I'll happily go out on a limb even further than you: enforcing consistent
formatting like this IS a waste of time. It's just pointless makework, and
buys you practically nothing relative to the amount of effort required. And it
doesn't even have to get to this level, before it's needless; 99.9% of
programmers out there format their code in one of about 3 or 4 relatively
consistent and non-insane fashions, and it causes no problems to just have
them mixed and matched about the codebase. People may complain a bit, but you
can ignore them; the issue is not as significant as it might seem. Out of all
the problems you can encounter when working on a large project in
C/C++/Objective-C - and if I haven't actually seen all of them, I've seen
enough that I think I know what to expect - consistent code formatting is
seriously the least of them.

But I rail against enforcing code styles with a checker because the cost
outweighs the minor benefit. But if there were a quick way of making all the
code look the same automatically, such as an automatic reformatting tool, then
it wouldn't matter. Something cheap doesn't have to provide much benefit in
order to represent value for money.

As an example, Visual Studio does a good job of fixing formatting, at least if
you're working in C#. (It may be the same for VB.NET. It isn't for C++.) You
can enter something pretty much any way you want, then press Ctrl+K, Ctrl+D,
and it will reformat the document according to your style preferences. And
Visual Studio will reformat things anyway when you type the } that closes a
scope, or when you paste some code in, so generally things get formatted as
you work anyway.

And, unlike its C++ support, with C#, it doesn't just piss about by changing
spaces into tabs and aligning the curly brackets and fixing up the
indentation. It actually dives right in there and puts spaces in your
expression.
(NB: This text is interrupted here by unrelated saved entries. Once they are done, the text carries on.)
PR #1510, opened 2021-06-16
Improve pinnedRecording database queries + models

jdaok:
This PR aims to make several improvements to the database models and queries in [PR 1503:](https://github.com/metabrainz/listenbrainz-server/pull/1503)

**1) Separate PinnedRecording and WritablePinnedRecording models**
  
  - When pinning a recording there wouldn't be a reason to set 'created' to anything other than the current datetime, but the query functions return a validated object and we wouldn't want the 'created' value to be replaced in the validator. 
  - From now on all pinned recordings would have a 'created' time set automatically to now(). (WritablePinnedRecording model)

**2) Unpin and Delete queries return True/False**: improves the responses and error messages at the API level when unpinning and deleting tracks.

**3) Get_pins_for_user_following()**

### DIFF
--- a/listenbrainz/db/pinned_recording.py
+++ b/listenbrainz/db/pinned_recording.py
@@ -2,7 +2,7 @@ import sqlalchemy
 import json
 
 from listenbrainz import db
-from listenbrainz.db.model.pinned_recording import PinnedRecording, PinnedRecordingSubmit
+from listenbrainz.db.model.pinned_recording import PinnedRecording, WritablePinnedRecording
 from typing import List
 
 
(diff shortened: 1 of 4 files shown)


mayhem (changes requested):
Other than our convo in IRC about having one class derive from the other, this looks pretty good.

mayhem (approved):
Looks good to me now, thanks!

listenbrainz/db/pinned_recording.py
```diff
@@ -40,28 +41,37 @@ def unpin(user_id: int):
...
-        connection.execute(sqlalchemy.text("""
+        result = connection.execute(sqlalchemy.text("""
             UPDATE pinned_recording
                SET pinned_until = NOW()
              WHERE (user_id = :user_id AND pinned_until >= NOW())
             """), {
             'user_id': user_id,
             }
         )
+        return result.rowcount == 1
```
amCap1712, line 59: While its unlikely the user will have more than one pin at a time (unless something is wrong on our end), I think its still better do this check better as `result.rowcount > 0`.

amCap1712 (approved):
LGTM

PR #1511, opened 2021-06-16
Validate mbids of listens submitted through AudioScrobbler 1.2 API

amCap1712:
We discovered that some of the clients using AudioScrobbler 1.2 API are submitting invalid values as mbids. In the AudioScrobbler 2.0 and ListenBrainz API, we reject such listens but AS 1.2 is a legacy api and many clients out there are probably unmaintained. Considering this, we have decided to drop the invalid mbid fields but accept the listens.


mayhem (approved):
Thanks!

amCap1712:
We already some invalid data in the DB both messybrainz and listens table possibly elsewhere, we'll need to come up with a way to fix that data.

PR #1512, opened 2021-06-17
Remove --last-dump-id flag to simplify dumps code

amCap1712:
We have decided to simplify the dumps code, by default a dump will always add an entry to data_dump table. In case something goes wrong, we will pass in the `--dump-id` manually.

### DIFF
--- a/admin/create-dumps.sh
+++ b/admin/create-dumps.sh
@@ -77,6 +77,9 @@ if [ -z $DUMP_BASE_DIR ]; then
 fi
 
 DUMP_TYPE="${1:-full}"
+# consume dump type argument so that we can pass the remaining arguments to
+# the python dump manager script
+shift
 
 if [ "$DUMP_TYPE" == "full" ]; then
     SUB_DIR="fullexport"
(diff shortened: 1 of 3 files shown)


admin/create-dumps.sh
```diff
@@ -77,6 +77,9 @@ if [ -z $DUMP_BASE_DIR ]; then
 fi
 
 DUMP_TYPE="${1:-full}"
+# consume dump type argument so that we can pass the remaining arguments to
+# the python dump manager script
```
alastair, line 81: in this case it'd be good to have some kind of documentation for this script that explains that we're able to do this. Perhaps just comments at the top of the file like we do in develop.sh and test.,sh is enough for now

alastair (commented):
I don't understand the behaviour of this flag, but it sounds like you've gone through it a few times and worked out what was going on, so I'm happy to go with your suggestion 👍

mayhem (approved):
Yeah, for simplification!

admin/create-dumps.sh
amCap1712: Added a few line on script usage at top.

Sometimes it will even insert and remove new lines.

Type in this:

    
    
        int[]x=new int[]{1,2,3,x+f(x)};
    

and after reformatting, it will look more like this:

    
    
        int[] x = new int[] {1, 2, 3, x + f(x)};
    

(As usual with Visual Studio, they did a reasonable job, and then appeared to
give up before they'd thought things through. As far as I've ever been able to
tell, the style preferences are local per-user, rather than associated with
the file's container, or stored, emacs/vim-style, in the file itself, so per-
project style preferences are out. But you can probably assume that most
people stick with the defaults, which indeed they seem to, and so most code
still ends up looking pretty much the same.)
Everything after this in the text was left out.